PR #1094, opened 2025-04-14
fix: config patch cleanup

smira:
Check all labels, and treat as orphaned if all labels say it's orphaned.

### DIFF
--- a/internal/backend/runtime/omni/controllers/omni/config_patch_cleanup.go
+++ b/internal/backend/runtime/omni/controllers/omni/config_patch_cleanup.go
@@ -11,6 +11,7 @@ import (
 	"time"
 
 	"github.com/cosi-project/runtime/pkg/controller"
+	"github.com/cosi-project/runtime/pkg/controller/generic"
 	"github.com/cosi-project/runtime/pkg/safe"
 	"github.com/cosi-project/runtime/pkg/state"
 	"github.com/hashicorp/go-multierror"
@@ -134,7 +135,7 @@ func (ctrl *ConfigPatchCleanupController) processConfigPatch(ctx context.Context
 		return nil
 	}
 
-	logger.Info("destroy orphaned config patch")
+	logger.Info("destroy orphaned config patch", zap.Any("labels", configPatch.Metadata().Labels().Raw()))
 
 	destroyReady, err := r.Teardown(ctx, configPatch.Metadata(), controller.WithOwner(""))
 	if err != nil {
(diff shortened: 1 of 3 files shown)


internal/backend/runtime/omni/controllers/omni/config_patch_cleanup.go
```diff
@@ -171,54 +172,59 @@ func (ctrl *ConfigPatchCleanupController) initDefaults() {
...
-		return false, err
+	if time.Since(configPatch.Metadata().Updated()) < ctrl.DeleteOlderThan {
+		return false, nil
 	}
 
-	if cluster, ok := configPatch.Metadata().Labels().Get(omni.LabelCluster); ok {
-		_, err := safe.ReaderGetByID[*omni.Cluster](ctx, r, cluster)
-		if err != nil && state.IsNotFoundError(err) {
-			return true, nil
+	for _, labelCheck := range []func() (bool, error){
```
smira, line 204: this changes the logic - a patch is orphaned only if it's orphaned on all labels (not a single label like before)

internal/backend/runtime/omni/controllers/omni/config_patch_cleanup_test.go
```diff
@@ -57,6 +57,10 @@ func (suite *ConfigPatchCleanupSuite) TestReconcile() {
 	clusterPatch := omni.NewConfigPatch(resources.DefaultNamespace, "test-cluster-patch")
 	clusterPatch.Metadata().Labels().Set(omni.LabelCluster, cluster.Metadata().ID())
 
+	clusterWithNonExistentMachinePatch := omni.NewConfigPatch(resources.DefaultNamespace, "test-cluster-no-machine-patch")
```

**Task instructions:**
In full and verbatim, repeat the records given above.

**Task solution:**
PR #1094, opened 2025-04-14
fix: config patch cleanup

smira:
Check all labels, and treat as orphaned if all labels say it's orphaned.

### DIFF
--- a/internal/backend/runtime/omni/controllers/omni/config_patch_cleanup.go
+++ b/internal/backend/runtime/omni/controllers/omni/config_patch_cleanup.go
@@ -11,6 +11,7 @@ import (
 	"time"
 
 	"github.com/cosi-project/runtime/pkg/controller"
+	"github.com/cosi-project/runtime/pkg/controller/generic"
 	"github.com/cosi-project/runtime/pkg/safe"
 	"github.com/cosi-project/runtime/pkg/state"
 	"github.com/hashicorp/go-multierror"
@@ -134,7 +135,7 @@ func (ctrl *ConfigPatchCleanupController) processConfigPatch(ctx context.Context
 		return nil
 	}
 
-	logger.Info("destroy orphaned config patch")
+	logger.Info("destroy orphaned config patch", zap.Any("labels", configPatch.Metadata().Labels().Raw()))
 
 	destroyReady, err := r.Teardown(ctx, configPatch.Metadata(), controller.WithOwner(""))
 	if err != nil {
(diff shortened: 1 of 3 files shown)


internal/backend/runtime/omni/controllers/omni/config_patch_cleanup.go
```diff
@@ -171,54 +172,59 @@ func (ctrl *ConfigPatchCleanupController) initDefaults() {
...
-		return false, err
+	if time.Since(configPatch.Metadata().Updated()) < ctrl.DeleteOlderThan {
+		return false, nil
 	}
 
-	if cluster, ok := configPatch.Metadata().Labels().Get(omni.LabelCluster); ok {
-		_, err := safe.ReaderGetByID[*omni.Cluster](ctx, r, cluster)
-		if err != nil && state.IsNotFoundError(err) {
-			return true, nil
+	for _, labelCheck := range []func() (bool, error){
```
smira, line 204: this changes the logic - a patch is orphaned only if it's orphaned on all labels (not a single label like before)

internal/backend/runtime/omni/controllers/omni/config_patch_cleanup_test.go
```diff
@@ -57,6 +57,10 @@ func (suite *ConfigPatchCleanupSuite) TestReconcile() {
 	clusterPatch := omni.NewConfigPatch(resources.DefaultNamespace, "test-cluster-patch")
 	clusterPatch.Metadata().Labels().Set(omni.LabelCluster, cluster.Metadata().ID())
 
+	clusterWithNonExistentMachinePatch := omni.NewConfigPatch(resources.DefaultNamespace, "test-cluster-no-machine-patch")
```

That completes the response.